▶ _ASSIGNMENT_: What you return should be the lines from the first line of the records below through the line holding "Provide BatchingProcessor as", unchanged.

Extracted data entries:
PR #136, opened 2021-12-06
shadeAllDependencies needs to be evaluated after subproject configuation

kawamuray:
Follow up for #133


ocadaruma (approved):
Thanks, nice catch.

Confirmed `debm.sh` works on local.

PR #138, opened 2021-12-06
Fixup; using out_dir as tmp filename doesn't work

kawamuray:
Fixup for #137

### DIFF
--- a/cb/run-bm.sh
+++ b/cb/run-bm.sh
@@ -16,7 +16,7 @@ $root_dir/gradlew --no-daemon clean benchmark:shadowJar
 
 function run_with_opts() {
     name=$1; shift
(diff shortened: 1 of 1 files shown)


cb/run-bm.sh
```diff
@@ -16,7 +16,7 @@ $root_dir/gradlew --no-daemon clean benchmark:shadowJar
 
 function run_with_opts() {
     name=$1; shift
-    tmp="/tmp/${out_dir}-${name}-benchmark.json"
+    tmp="/tmp/decaton-cb-$$.json"
```
ocadaruma, line 19: Maybe `mktemp` is more simpler?

ocadaruma (approved):
LGTM

Issue #128, opened 2021-11-05
Provide BatchingProcessor as a built-in processor


ocadaruma:
- Task batching is a common-pattern that many Decaton users often implement by their own
  * i.e. Batching several tasks of type `T` to `List<T>` and process them at once. e.g. when downstream-DB supports batching I/O (which often very efficient)
  * Batch-flushing should be done in time-based and size-based.
- So it's better to provide BatchingProcessor built-in to meet the common needs

ryamagishi:
I'll try this issue.

ocadaruma:
Thank you!
I assigned you.

ocadaruma:
fixed by #139, #150

PR #139, opened 2021-12-09
Add batching processor

ryamagishi:
# Motivation
- Task batching is a common-pattern that many Decaton users often implement by their own.
   - i.e. Batching several tasks of type T to List<T> and process them at once. e.g. when downstream-DB supports batching I/O (which often very efficient)
   - Batch-flushing should be done in time-based and size-based.
- So it's better to provide BatchingProcessor built-in to meet the common needs
 
Related Issue: https://github.com/line/decaton/issues/128

### DIFF
--- a/processor/src/it/java/com/linecorp/decaton/processor/BatchingProcessorTest.java
+++ b/processor/src/it/java/com/linecorp/decaton/processor/BatchingProcessorTest.java
@@ -64,32 +64,4 @@ public class BatchingProcessorTest {
             .build()
             .run();
     }
-
-    // TODO: Fix test or test's target. This test does not succeed.
-//    @Test(timeout = 30000)
-//    public void testBatchingProcessor_capacity() throws Exception {
-//        Random rand = randomRule.random();
-//        ProcessorTestSuite
-//            .builder(rule)
-//            .configureProcessorsBuilder(builder -> builder.thenProcess(
-//                new BatchingProcessor<TestTask>(Long.MAX_VALUE, 100) {
-//                    @Override
-//                    protected void processBatchingTasks(List<BatchingTask<TestTask>> batchingTasks) {
-//                        // adding some random delay to simulate realistic usage
-//                        try {
-//                            Thread.sleep(rand.nextInt(10));
-//                        } catch (InterruptedException e) {
-//                            Thread.currentThread().interrupt();
-//                            throw new RuntimeException(e);
-//                        }
-//                        batchingTasks.forEach(batchingTask -> batchingTask.completion().complete());
-//                    }
-//                }
-//            ))
-//            .propertySupplier(StaticPropertySupplier.of(
-//                Property.ofStatic(ProcessorProperties.CONFIG_PARTITION_CONCURRENCY, 16)
-//            ))
-//            .build()
-//            .run();
-//    }
 }
--- a/processor/src/it/java/com/linecorp/decaton/processor/BatchingProcessorTest.java
+++ b/processor/src/it/java/com/linecorp/decaton/processor/BatchingProcessorTest.java
@@ -39,12 +39,12 @@ public class BatchingProcessorTest {
     public RandomRule randomRule = new RandomRule();
 
     @Test(timeout = 30000)
-    public void testBatchingProcessor_lingerMillis() throws Exception {
+    public void testBatchingProcessor() throws Exception {
         Random rand = randomRule.random();
         ProcessorTestSuite
             .builder(rule)
             .configureProcessorsBuilder(builder -> builder.thenProcess(
-                new BatchingProcessor<TestTask>(1000, Integer.MAX_VALUE) {
+                new BatchingProcessor<TestTask>(1000, 100) {
                     @Override
                     protected void processBatchingTasks(List<BatchingTask<TestTask>> batchingTasks) {
                         // adding some random delay to simulate realistic usage
--- a/processor/src/it/java/com/linecorp/decaton/processor/BatchingProcessorTest.java
+++ b/processor/src/it/java/com/linecorp/decaton/processor/BatchingProcessorTest.java
@@ -1,0 +1,95 @@
+/*
+ * Copyright 2022 LINE Corporation
+ *
+ * LINE Corporation licenses this file to you under the Apache License,
+ * version 2.0 (the "License"); you may not use this file except in compliance
+ * with the License. You may obtain a copy of the License at:
+ *
+ *   https://www.apache.org/licenses/LICENSE-2.0
+ *
+ * Unless required by applicable law or agreed to in writing, software
+ * distributed under the License is distributed on an "AS IS" BASIS, WITHOUT
+ * WARRANTIES OR CONDITIONS OF ANY KIND, either express or implied. See the
+ * License for the specific language governing permissions and limitations
+ * under the License.
+ */
+
+package com.linecorp.decaton.processor;
+
+import java.util.List;
+import java.util.Random;
+
+import org.junit.ClassRule;
+import org.junit.Rule;
+import org.junit.Test;
+
+import com.linecorp.decaton.processor.processors.BatchingProcessor;
+import com.linecorp.decaton.processor.runtime.ProcessorProperties;
+import com.linecorp.decaton.processor.runtime.Property;
+import com.linecorp.decaton.processor.runtime.StaticPropertySupplier;
+import com.linecorp.decaton.testing.KafkaClusterRule;
+import com.linecorp.decaton.testing.RandomRule;
+import com.linecorp.decaton.testing.processor.ProcessorTestSuite;
+import com.linecorp.decaton.testing.processor.TestTask;
+
+public class BatchingProcessorTest {
+    @ClassRule
+    public static KafkaClusterRule rule = new KafkaClusterRule();
+    @Rule
+    public RandomRule randomRule = new RandomRule();
+
+    @Test(timeout = 30000)
+    public void testBatchingProcessor_lingerMillis() {
+        Random rand = randomRule.random();
+        ProcessorTestSuite
+            .builder(rule)
+            .configureProcessorsBuilder(builder -> builder.thenProcess(
+                new BatchingProcessor<TestTask>(1000, Integer.MAX_VALUE) {
+                    @Override
+                    protected void processBatchingTasks(List<BatchingTask<TestTask>> batchingTasks) {
+                        // adding some random delay to simulate realistic usage
+                        try {
+                            Thread.sleep(rand.nextInt(10));
+                        } catch (InterruptedException e) {
+                            Thread.currentThread().interrupt();
+                            throw new RuntimeException(e);
+                        }
+                        batchingTasks.forEach(batchingTask -> batchingTask.completion().complete());
+                    }
+                }
+            ))
+            .propertySupplier(StaticPropertySupplier.of(
+                Property.ofStatic(ProcessorProperties.CONFIG_PARTITION_CONCURRENCY, 16)
+            ))
+            .build()
+            .run();
+    }
+
+    // TODO: Fix test or test's target. This test does not succeed.
+//    @Test(timeout = 30000)
+//    public void testBatchingProcessor_capacity() {
+//        Random rand = randomRule.random();
+//        ProcessorTestSuite
+//            .builder(rule)
+//            .configureProcessorsBuilder(builder -> builder.thenProcess(
+//                new BatchingProcessor<TestTask>(Long.MAX_VALUE, 100) {
+//                    @Override
+//                    protected void processBatchingTasks(List<BatchingTask<TestTask>> batchingTasks) {
+//                        // adding some random delay to simulate realistic usage
+//                        try {
+//                            Thread.sleep(rand.nextInt(10));
+//                        } catch (InterruptedException e) {
+//                            Thread.currentThread().interrupt();
+//                            throw new RuntimeException(e);
+//                        }
+//                        batchingTasks.forEach(batchingTask -> batchingTask.completion().complete());
+//                    }
+//                }
+//            ))
+//            .propertySupplier(StaticPropertySupplier.of(
+//                Property.ofStatic(ProcessorProperties.CONFIG_PARTITION_CONCURRENCY, 16)
+//            ))
+//            .build()
+//            .run();
+//    }
+}
--- a/processor/src/it/java/com/linecorp/decaton/processor/BatchingProcessorTest.java
+++ b/processor/src/it/java/com/linecorp/decaton/processor/BatchingProcessorTest.java
@@ -39,7 +39,7 @@ public class BatchingProcessorTest {
     public RandomRule randomRule = new RandomRule();
 
     @Test(timeout = 30000)
-    public void testBatchingProcessor_lingerMillis() {
+    public void testBatchingProcessor_lingerMillis() throws Exception {
         Random rand = randomRule.random();
         ProcessorTestSuite
             .builder(rule)
@@ -67,7 +67,7 @@ public class BatchingProcessorTest {
 
     // TODO: Fix test or test's target. This test does not succeed.
 //    @Test(timeout = 30000)
-//    public void testBatchingProcessor_capacity() {
+//    public void testBatchingProcessor_capacity() throws Exception {
 //        Random rand = randomRule.random();
 //        ProcessorTestSuite
 //            .builder(rule)
--- a/processor/src/main/java/com/linecorp/decaton/processor/processors/BatchingProcessor.java
+++ b/processor/src/main/java/com/linecorp/decaton/processor/processors/BatchingProcessor.java
@@ -68,7 +68,7 @@ public abstract class BatchingProcessor<T> implements DecatonProcessor<T> {
      * @param capacity size limit for this processor. Every time tasks’size reaches capacity,
      * tasks in past before reaching capacity are pushed to {@link BatchingTask#processBatchingTasks(List)}.
      */
-    public BatchingProcessor(long lingerMillis, int capacity) {
+    protected BatchingProcessor(long lingerMillis, int capacity) {
         this.lingerMillis = lingerMillis;
         this.capacity = capacity;
 
--- a/processor/src/main/java/com/linecorp/decaton/processor/processors/BatchingProcessor.java
+++ b/processor/src/main/java/com/linecorp/decaton/processor/processors/BatchingProcessor.java
@@ -17,7 +17,6 @@
 package com.linecorp.decaton.processor.processors;
 
 import java.util.ArrayList;
-import java.util.Collections;
 import java.util.List;
 import java.util.concurrent.ScheduledExecutorService;
 import java.util.concurrent.ScheduledThreadPoolExecutor;
@@ -40,7 +39,7 @@ import lombok.experimental.Accessors;
 public abstract class BatchingProcessor<T> implements DecatonProcessor<T> {
 
     private final ScheduledExecutorService executor;
-    private final List<BatchingTask<T>> windowedTasks = Collections.synchronizedList(new ArrayList<>());
+    private List<BatchingTask<T>> currentBatch = new ArrayList<>();
     private final long lingerMillis;
     private final int capacity;
 
@@ -95,38 +94,36 @@ public abstract class BatchingProcessor<T> implements DecatonProcessor<T> {
         scheduleFlush();
     }
 
-    private void flush(List<BatchingTask<T>> batchingTasks) {
-        if (batchingTasks.isEmpty()) {
-            return;
-        }
-        processBatchingTasks(batchingTasks);
-    }
-
-    private Runnable periodicallyFlushTask() {
-        return () -> {
-            synchronized (windowedTasks) {
-                flush(new ArrayList<>(windowedTasks));
-                windowedTasks.clear();
+    private void periodicallyFlushTask() {
+        final List<BatchingTask<T>> batch;
+        synchronized (this) {
+            if (!currentBatch.isEmpty()) {
+                batch = currentBatch;
+                currentBatch = new ArrayList<>();
+            } else {
+                batch = null;
             }
-            scheduleFlush();
-        };
+        }
+        if (batch != null) {
+            processBatchingTasks(batch);
+        }
+        scheduleFlush();
     }
 
     private void scheduleFlush() {
-        executor.schedule(periodicallyFlushTask(), lingerMillis, TimeUnit.MILLISECONDS);
+        executor.schedule(this::periodicallyFlushTask, lingerMillis, TimeUnit.MILLISECONDS);
     }
 
     @Override
     public void process(ProcessingContext<T> context, T task) throws InterruptedException {
-        BatchingTask<T> newTask = new BatchingTask<>(context.deferCompletion(), context, task);
-        windowedTasks.add(newTask);
-        if (windowedTasks.size() >= this.capacity) {
-            synchronized (windowedTasks) {
-                List<BatchingTask<T>> currentBatchingTasks = new ArrayList<>(windowedTasks);
-                flush(currentBatchingTasks.subList(0, this.capacity));
-                windowedTasks.clear();
-                windowedTasks.addAll(currentBatchingTasks.subList(this.capacity, currentBatchingTasks.size()));
+        synchronized (this) {
+            if (currentBatch.size() >= this.capacity) {
+                final List<BatchingTask<T>> batch = currentBatch;
+                executor.submit(() -> processBatchingTasks(batch));
+                currentBatch = new ArrayList<>();
             }
+            BatchingTask<T> newTask = new BatchingTask<>(context.deferCompletion(), context, task);
+            currentBatch.add(newTask);
         }
     }
 
--- a/processor/src/main/java/com/linecorp/decaton/processor/processors/BatchingProcessor.java
+++ b/processor/src/main/java/com/linecorp/decaton/processor/processors/BatchingProcessor.java
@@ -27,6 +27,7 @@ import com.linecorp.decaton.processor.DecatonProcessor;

▶ _SOLVED PROBLEM_:
PR #136, opened 2021-12-06
shadeAllDependencies needs to be evaluated after subproject configuation

kawamuray:
Follow up for #133


ocadaruma (approved):
Thanks, nice catch.

Confirmed `debm.sh` works on local.

PR #138, opened 2021-12-06
Fixup; using out_dir as tmp filename doesn't work

kawamuray:
Fixup for #137

### DIFF
--- a/cb/run-bm.sh
+++ b/cb/run-bm.sh
@@ -16,7 +16,7 @@ $root_dir/gradlew --no-daemon clean benchmark:shadowJar
 
 function run_with_opts() {
     name=$1; shift
(diff shortened: 1 of 1 files shown)


cb/run-bm.sh
```diff
@@ -16,7 +16,7 @@ $root_dir/gradlew --no-daemon clean benchmark:shadowJar
 
 function run_with_opts() {
     name=$1; shift
-    tmp="/tmp/${out_dir}-${name}-benchmark.json"
+    tmp="/tmp/decaton-cb-$$.json"
```
ocadaruma, line 19: Maybe `mktemp` is more simpler?

ocadaruma (approved):
LGTM

Issue #128, opened 2021-11-05
Provide BatchingProcessor as a built-in processor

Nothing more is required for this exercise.